Having - as glue avoids generating phrase searches with bad performance.
== Dashes
There is a diversity of Unicode characters used mostly indistinctly (and
independant of their correct intent) as dash/minus/hyphen (hyphen, n-dash,
em-dash, etc.) in real-world texts.
The Unicode dashes are properly treated as word-breaking by the splitter,
but it means that there will sometimes be a discrepancy between the
character in the search (usually an ascii hyphen-minus), and the character
in the text (which could be anything because of mis-use).
It does happen (incorrectly) that a dash is used in a text instead of an
hyphen to join a compound word, resulting in no span constructed, and a
minus in the question, generating a span search, resulting in missed
match.
A possible solution consisting in changing all dash signs into minus signs
at indexing time has been dismissed because this would introduce problems
with *correct* uses of dashes (which should be treated as space). This
would not be a major issue though because a matching search would probably
use white space in this case, and single terms are also generated for the
span.
There are auxiliary arguments:
- Treating all dash/hyphen/minus as whitespace (except at eol) makes for a
smaller index.
- Which is especially significant for raw indexes because of
multiplicative effects ("jean francois" "Jean francois" "jean Francois"
...)
== Hyphens
Hyphens have several distinct uses which should yield different treatment:
- Use with prefixes and suffixes: co-worker should probably be transformed
into or supplemented by coworker
- Use in compound words: American-football in "American-football player"
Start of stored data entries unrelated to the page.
PR #647, opened 2019-04-09
feature/small-fixes-nino

NinoRy:
#

### DIFF
--- a/modules/BillingBase/Entities/Item.php
+++ b/modules/BillingBase/Entities/Item.php
@@ -91,18 +91,29 @@ class Item extends \BaseModel
         return $ret;
     }
 
+    /**
+     * Get label bootstrap class for colorization
+     *
+     * green: valid
+     * blue:  starts in future
+     * grey:  outdated/expired
+     */
     public function get_bsclass()
     {
-        // Evaluate Colours
-        // green: valid
-        // blue:  starts in future
-        // grey:  outdated/expired
-        // '$this->id' to dont check when index table header is determined!
-        if ($this->id && $this->check_validity('now')) {
+        // Dont check when index table header is determined!
+        if (! $this->id) {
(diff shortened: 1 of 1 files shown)


modules/BillingBase/Entities/Item.php
```diff
@@ -683,10 +681,10 @@ public function creating($item)
 
     public function created($item)
     {
-        // \Log::debug('created item', [$item->id]);
-
         // this is ab(used) here for easily setting the correct values
-        $item->contract->daily_conversion();
+        if (in_array($item->product->type, ['Internet', 'Voip'])) {
```
cschra: Thoughts on this:
why not return inside daily_conversion method, if it is not Internet or voip? -maybe send through a parameter for dirty checking ...
to have only one source of truth and if you want to change product types for execution, you have to change it only in one instead of 3 places

modules/BillingBase/Entities/Item.php
```diff
@@ -91,18 +91,29 @@ public function view_index_label()
...
-        // blue:  starts in future
-        // grey:  outdated/expired
-        // '$this->id' to dont check when index table header is determined!
-        if ($this->id && $this->check_validity('now')) {
+        // Dont check when index table header is determined!
+        if (! $this->id) {
+            return '';
+        }
+
+        if ($this->product->billing_cycle == 'Once' && ! $this->get_end_time() && $this->get_start_time() < strtotime('midnight first day of this month')) {
```
xee8ai: Why check for “&& ! $this->get_end_time()” here?
If cycle is “once” and “start_time” less than this month – shouldn't the billing has been performed regardless of the end date?

xee8ai: Okay, figured it out by myself – that is used for installment…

should certainly not be collapsed.
If an hyphen-minus is present in the text in the first case, as will be
current in practise, there is no way we can get it right anyway, except by
using a language dictionary.
So, given that even a real hyphen needs an ambiguous treatment, we don't
try and we just replace a Unicode hyphen (0x2010) with an ascii
hyphen-minus while indexing. This has the best chance of matching what a
user would type.
The current (1.20) recoll is unable to match coworker and co-worker. The
best treatment for this would probably be synonym expansion at search time.